*** Opening of TASK MATERIAL ***

PR #4555, opened 2026-01-24
Update papra to version 26.0.0

cergmin:
I have tested new version on Raspberry Pi 5

Added `PROXY_AUTH_ADD: "false"` because Papra has its own auth and Umbrel's auth cause problems, when I'm trying to open the app via Cloudflare Tunnel

### DIFF
--- a/papra/docker-compose.yml
+++ b/papra/docker-compose.yml
@@ -3,7 +3,7 @@ services:
     environment:
       APP_HOST: papra_server_1
       APP_PORT: 1221
-      PROXY_AUTH_ADD: "false"
+      PROXY_AUTH_WHITELIST: "/api/*"
 
   server:
     image: ghcr.io/papra-hq/papra:26.0.0-rootless@sha256:e41d2237a59b072063e4059a85492cb11fe4aefb706851becbbce88c7c2ae072
--- a/papra/umbrel-app.yml
+++ b/papra/umbrel-app.yml
@@ -24,20 +24,16 @@ gallery:
   - 2.jpg
   - 3.jpg
 releaseNotes: >-
-  - Added support for two factor authentication
-
-  - The documents page can now be used with advanced search queries
-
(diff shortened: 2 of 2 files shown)


al-lac:
Hey @cergmin,

thanks a lot for providing this update for the papra app. We appreciate it a lot! 🥇 

How are you adding the app to Cloudflare?

You can just bypass the proxy by configuring the following address: `papra_server_1:1221`

cergmin:
> How are you adding the app to Cloudflare?
> 
> You can just bypass the proxy by configuring the following address: `papra_server_1:1221`

@al-lac , wow, `papra_server_1:1221` really works! Before your suggest I added the app to Cloudflare as `umbrel.local:8112`

I still think it's better to disable Umbrel's auth for this app, since it already has its own auth with 2FA. What do you think?

al-lac:
Great to hear that it works this way! When you use the addresses like this, you skip the umbrel app proxy.

We usually prefer to keep the proxy on, for papra it would make sense as well as the sign-up is open for the public.
So I would leave it on for now at least.

cergmin:
@al-lac, Umbrel's auth also breaks other local scenarios, like API usage

```
curl -H "Authorization: Bearer {api_token}" \
>   http://umbrel.local:8112/api/organizations
Found. Redirecting to http://umbrel.local:2000/?origin=host&app=papra&path=%2Fapi%2Forganizations
```

al-lac:
@cergmin, we could handle the /api this way:
`PROXY_AUTH_WHITELIST: "/api/*"`

Would this solve it for you?

al-lac:
Hey @cergmin, going live with this one now. If we should change anything else about it, let me know! Thanks again for the update! 🔝

cergmin:
@al-lac, yes, `PROXY_AUTH_WHITELIST` works great, thanks!

PR #1, opened 2014-11-10
Refactoring and cleaning of the S3 outputs

ph:
This PRs includes a lot of changes.

- Merged @jsvd documentation improvement and added more documentation on new attributes Fix: https://github.com/elasticsearch/logstash/issues/1340
- Ruby code cleanup, following the STYLE.md
- It now use the aws_config mixing support IAM roles fix https://github.com/elasticsearch/logstash/issues/1778 fix https://github.com/elasticsearch/logstash/issues/1575
- the plugin also use standard codec, added a new codec [s3_plain](https://github.com/logstash-plugins/logstash-codec-s3plain) to support previous version
- refactoring of the code to improve clarity and allow easier testing
- Created initial test suite for it.
- Fixed a bug causing events to be dropped when using the size_file option and the file rotation.
- Fixed a bug when the tags were nil in the plain text format. fix https://github.com/elasticsearch/logstash/issues/1626
- Fixed a bug when specifying the file_size, the doc says KB but the condition was on bytes.
- Added the option to specify a temporary_directory for the working files. fix https://github.com/elasticsearch/logstash/issues/1860
- S3 output issue when working with multiple workers added a threaded uploader fix https://github.com/elasticsearch/logstash/issues/1915
- S3 output: when the codec is started it will try to create a simple file on your bucket to test the permissions fix https://github.com/elasticsearch/logstash/issues/1914

### DIFF
--- a/lib/logstash/outputs/s3.rb
+++ b/lib/logstash/outputs/s3.rb
@@ -112,10 +112,10 @@ class LogStash::Outputs::S3 < LogStash::Outputs::Base
   # Specify how many workers to use to upload the files to S3
   config :upload_workers_count, :validate => :number, :default => 1
 
-
   # Exposed attributes for testing purpose.
   attr_accessor :tempfile
   attr_reader :page_counter
+  attr_reader :s3
 
   def aws_s3_config
     @logger.info("Registering s3 output", :bucket => @bucket, :endpoint_region => @region)
@@ -233,7 +233,6 @@ class LogStash::Outputs::S3 < LogStash::Outputs::Base
       when LogStash::ShutdownEvent
         @logger.debug("S3: upload worker is shutting down gracefuly")
         @upload_queue.enq(LogStash::ShutdownEvent)
-        break
       else
         @logger.debug("S3: upload working is uploading a new file", :filename => File.basename(file))
         move_file_to_bucket(file)
@@ -263,8 +262,26 @@ class LogStash::Outputs::S3 < LogStash::Outputs::Base
 
     begin
       write_on_bucket(test_filename)
+      delete_on_bucket(test_filename)
     ensure
       File.delete(test_filename)
+    end
+  end
+  
+  def delete_on_bucket(filename)
+    bucket = @s3.buckets[@bucket]
+
+    remote_filename = "#{@prefix}#{File.basename(filename)}"
+
+    @logger.debug("S3: delete file from bucket", :remote_filename => remote_filename, :bucket => @bucket)
+
+    begin
+      # prepare for write the file
+      object = bucket.objects[remote_filename]
+      object.delete
+    rescue AWS::Errors::Base => e
+      @logger.error("S3: AWS error", :error => e)
+      raise LogStash::ConfigurationError, "AWS Configuration Error"
     end
   end
 
@@ -306,16 +323,11 @@ class LogStash::Outputs::S3 < LogStash::Outputs::Base
     @periodic_upload_thread = Thread.new do
       LogStash::Util::set_thread_name("<S3 periodic uploader")
 
-      first_interval = true
-      Stud.interval(@time_file * 60) do
-        if first_interval == false
-          @logger.debug("S3: time_file triggered, bucketing the file")
+      Stud.interval(@time_file * 60, :sleep_then_run => true) do
+        @logger.debug("S3: time_file triggered, bucketing the file")
 
-          move_file_to_bucket_async(@tempfile.path)
-          create_temporary_file
-        else
-          first_interval = false
-        end
+        move_file_to_bucket_async(@tempfile.path)
+        create_temporary_file
       end
     end
   end
--- a/lib/logstash/outputs/s3.rb
+++ b/lib/logstash/outputs/s3.rb
@@ -148,9 +148,9 @@ class LogStash::Outputs::S3 < LogStash::Outputs::Base
       # prepare for write the file
       object = bucket.objects[remote_filename]
       object.write(:file => file, :acl => @canned_acl)
-    rescue AWS::Errors::Base => e
-      @logger.error("S3: AWS error", :error => e)
-      raise LogStash::Error, "AWS Configuration Error"
+    rescue AWS::Errors::Base => error
+      @logger.error("S3: AWS error", :error => error)
+      raise LogStash::Error, "AWS Configuration Error, #{error}"
     end
 
     @logger.debug("S3: has written remote file in bucket with canned ACL", :remote_filename => remote_filename, :bucket  => @bucket, :canned_acl => @canned_acl)
--- a/lib/logstash/outputs/s3.rb
+++ b/lib/logstash/outputs/s3.rb
@@ -207,7 +207,151 @@ class LogStash::Outputs::S3 < LogStash::Outputs::Base
     end
   end
 
+
+  # Use the same method that Amazon use to check
+  # permission on the user bucket by creating a small file
   public
+  def test_s3_write
+    @logger.debug("S3: Creating a test file on S3")
+
+    test_filename = File.join(@temporary_directory,
+                              "logstash-programmatic-access-test-object-#{Time.now.to_i}")
+
+    File.open(test_filename, 'a') do |file|
+      file.write('test')
+    end
+
+    begin
+      write_on_bucket(test_filename)
+      delete_on_bucket(test_filename)
+    ensure
+      File.delete(test_filename)
+    end
+  end
+  
+  public
+  def restore_from_crashes
+    @logger.debug("S3: is attempting to verify previous crashes...")
+
+    Dir[File.join(@temporary_directory, "*.#{TEMPFILE_EXTENSION}")].each do |file|
+      name_file = File.basename(file)
+      @logger.warn("S3: have found temporary file the upload process crashed, uploading file to S3.", :filename => name_file)
+      move_file_to_bucket_async(file)
+    end
+  end
+
+  public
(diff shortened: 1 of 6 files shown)


luismfonseca:
Can anyone estimate when will this be merged?

ph:
@suyograo can you review this? It also have the feature describe in  #2

spec/outputs/s3_spec.rb
```diff
@@ -3,4 +3,238 @@
...
+  end
+
+  let(:minimal_settings)  {  { "access_key_id" => "1234",
+                               "secret_access_key" => "secret",
+                               "bucket" => "my-bucket" } }
+
+  describe "configuration" do
+    it "should support the deprecated endpoint_region as a configuration option" do
+      config = { "endpoint_region" => "sa-east-1" }
+      s3 = LogStash::Outputs::S3.new(config)
```
purbon: Just a matter of style, but this two lines could be generalized using using let statements.

spec/outputs/s3_spec.rb
```diff
@@ -3,4 +3,238 @@
...
+      expect(s3.aws_options_hash[:s3_endpoint]).to eq("s3-sa-east-1.amazonaws.com")
+    end
+
+    it "should use the depracated option before failling back to the region" do
+      config = { "region" => "us-east-1", "endpoint_region" => "sa-east-1" }
+      s3 = LogStash::Outputs::S3.new(config)
+      expect(s3.aws_options_hash[:s3_endpoint]).to eq("s3-sa-east-1.amazonaws.com")
```
purbon: To check that you can use this matcher http://www.relishapp.com/rspec/rspec-expectations/v/2-14/docs/built-in-matchers/include-matcher#hash-usage

spec/outputs/s3_spec.rb
```diff
@@ -3,4 +3,238 @@
...
+        s3.tempfile = tmp
+        expect(s3.rotate_events_log?).to be(true)
+      end
+    end
+
+    it "returns false if the tempfile is under the file_size limit" do
+      Stud::Temporary.file do |tmp|
+        tmp.stub(:size) { 100 }
+
+        s3 = LogStash::Outputs::S3.new(minimal_settings.merge({ "size_file" => 1024 }))
```
purbon: This might also be generalized into using a let.

spec/integration/s3_spec.rb
```diff
@@ -0,0 +1,100 @@
+require "logstash/devutils/rspec/spec_helper"
+require "logstash/outputs/s3"
+require 'socket'
+require "aws-sdk"
+require "fileutils"
+require "stud/temporary"
+
+describe LogStash::Outputs::S3, :integration => true, :s3 => true do
+  let!(:minimal_settings)  {  { "access_key_id" => ENV['AWS_ACCESS_KEY_ID'],
```
purbon: Can we add, for example in a simple readme, that for testing we need to create env variables like described here? It's important for example when we try to test all plugins together.

spec/integration/s3_spec.rb
```diff
@@ -0,0 +1,100 @@
...
+      s3output.register
+      s3output.s3
+  end
+
+  after(:all) do
+    delete_matching_keys_on_bucket('studtmp')
+    delete_matching_keys_on_bucket('my-prefix')
+  end
+
+  def delete_matching_keys_on_bucket(prefix)
```
purbon: you can "move" this functions into a support module, so they not mix with the test cases.

purbon:
As a general comment on the specs, I would enforce the idea of using more the power of subjects, something like what we can see http://www.relishapp.com/rspec/rspec-core/v/2-11/docs/subject/explicit-subject#subject-in-top-level-group, what do you think?

spec/integration/s3_spec.rb
ph: I have added a small readme for this plugin, but we need to complete it from the details of https://github.com/elasticsearch/dev/issues/471

purbon: sure, just aimed to have here a note, so if we test plugins we now we need to pass the details like this. :-)

ph:
@purbon I have added the tests to ensure we don't lose any events when doing the file rotation.
Concerning using more subjects, could you take one or 2 example in the suite to give me an idea how you would do it?

lib/logstash/outputs/s3.rb
```diff
@@ -73,285 +61,353 @@
...
-       end
-     end
+  # Use the same method that Amazon use to check
+  # permission on the user bucket by creating a small file
+  public
+  def test_s3_write
+    @logger.debug("S3: Creating a test file on S3")
 
-     File.delete (file)
+    test_filename = File.join(@temporary_directory, "logstash-programmatic-access-test-object")
```
suyograo: Do we need a timestamp for this temp file name?

ph: After thinking, this would make sure the check works if something goes wrong.
I'll add it.

ph: Not sure about the `verify_*`

spec/outputs/s3_spec.rb
```diff
@@ -1,6 +1,318 @@
...
+        expect(events_written_count).to eq(event_count)
+      end
+    end
+
+    it "doesn't skip events if using the time_file option", :tag => :slow do
+      Stud::Temporary.directory do |temporary_directory|
+        time_file = rand(5..10)
+        number_of_rotation = rand(4..10)
+
+        config = {
```
purbon: Just a cosmetic comment: can we make this test, or might be the other work the same way? or either both using the pipeline or just the output? Then we might be able to reduce the tests size by reusing some of the constructs using lets  in different contexts, like one context for using the size_file and another with the temp_file.

jsvd:
some of the methods marked as public can be converted to private like create_temporary_file configure_upload_workers next_page test_s3_write

spec/outputs/s3_spec.rb
ph: I tried using the pipeline for both, but for `Timed constraints` it wasn't possible or I don't know how and using the pipeline make sense for the first one. I will leave them like this.

ph:
@jsvd good catch I'll review them.

lib/logstash/outputs/s3.rb
```diff
@@ -73,285 +61,354 @@
...
+        @logger.debug("S3: tempfile is too large, let's bucket it and create new file", :tempfile => File.basename(@tempfile))
+
+        move_file_to_bucket_async(@tempfile.path)
+        next_page
+        create_temporary_file
+      else
+        @logger.debug("S3: tempfile file size report.", :tempfile_size => @tempfile.size, :size_file => @size_file)
+      end
+
+      write_to_tempfile(encoded_event)
```
jsvd: maybe move this to the outside of the if, since it will be called either way

spec/outputs/s3_spec.rb
purbon: Ok, for now is ok. they both test the problems.

ph:
adressed @jsvd and @purbon comments.

spec/outputs/s3_spec.rb
```diff
@@ -1,6 +1,322 @@
...
+
+      s3 = LogStash::Outputs::S3.new(minimal_settings)
+      allow(s3).to receive(:test_s3_write)
+      s3.register
+
+      s3.receive(event)
+    end
+  end
+
+  describe "when rotating the temporary file" do
```
purbon: As far as this test are using a real S3 for testing, they should go into the integration part.

lib/logstash/outputs/s3.rb
```diff
@@ -73,285 +61,354 @@
...
- # 0 stay all time on listerner, beware if you specific 0 and size_file 0, because you will not put the file on bucket,
- # for now the only thing this plugin can do is to put the file when logstash restart.
- config :time_file, :validate => :number, :default => 0
+    begin
+      # prepare for write the file
+      object = bucket.objects[remote_filename]
+      object.write(:file => file, :acl => @canned_acl)
+    rescue AWS::Errors::Base => e
+      @logger.error("S3: AWS error", :error => e)
+      raise LogStash::ConfigurationError, "AWS Configuration Error"
```
jsvd: Not sure if ConfigurationError is the right kind of exception to raise when a write operation fails...maybe LogStash::Error?

purbon: Definety not a configuration error.

ph: I will change it for LogStash::Error.

spec/outputs/s3_spec.rb
ph: Well they test if the file rotation is done locally and we don't drop events when creating new files. Not sure why this local test would require a real S3 connection?

purbon: It requires a local connection for me, you should probably mock the connection parts.

ph: I'll do more testing, the `AWS.stub!` at https://github.com/logstash-plugins/logstash-output-s3/pull/1/files#diff-14cf776b93312a411664cdaf9463b8b3R14 should mock all the connections made from the aws-sdk.

purbon: not in this case, at less for me.

ph: Adding a note:
The call was mocked, but the S3 settings were not explicitly set in the config for the test.
The `aws_mixin` have multiples fallback and it was picking the config in my environment.

PR #12, opened 2015-03-30
Allow serverside encryption as an option.

rfkrocktk:
A simple true/false toggle has been added as :serverside_encryption for whether to use Amazon's AES-256 serverside encryption. I have tested with it on and off and it works as expected.


suyograo:
Fixed in #62

Issue #3, opened 2014-12-22
Support file compression before uploading to s3


adamvduke:
It would be valuable to have the ability to configure the plugin to compress files before uploading them to s3. At the moment we manually download, compress, upload, delete uncompressed files. Perhaps something like:

```
s3  {
  ...
  compress => 'gzip'
}
```

This is a feature I'm considering implementing, but I wanted to get a sense of if the maintainers would find this valuable, and/or if there are any other concerns I should be aware of before taking it on.

I see that https://github.com/logstash-plugins/logstash-output-s3/pull/1 is a fairly extensive refactor. Is there a timeline for when that is expected to be merged? I'd like to avoid having to rebase against a large change.

oroce:
Any update on this? Is it decided whether gzip should be a codec or not?
I have a working solution for 1.4: https://github.com/oroce/logstash-output-s3/blob/gzip-configurable-dir/lib/logstash/outputs/s3.rb#L378-L385
But I would love to upgrade to 1.5 and even add gzip support to this module.

navatm:
@oroce I was not able to use your code.
In debug mode I got
S3: file: ls.s3.erans-mini-2.2015-04-16T11.51.tag_s3.part0.txt was put on bucket test-logstash {:level=>:debug, :file=>"logstash/outputs/s3.rb", :line=>"250"}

*** Close of TASK MATERIAL ***

### INSTRUCTIONS TO FOLLOW
The expected answer is an exact copy of the lines above, beginning at the line with "I have a working" and ending at the line with "In debug mode I got", with both ends in.

### YOUR RESPONSE
I have a working solution for 1.4: https://github.com/oroce/logstash-output-s3/blob/gzip-configurable-dir/lib/logstash/outputs/s3.rb#L378-L385
But I would love to upgrade to 1.5 and even add gzip support to this module.

navatm:
@oroce I was not able to use your code.
In debug mode I got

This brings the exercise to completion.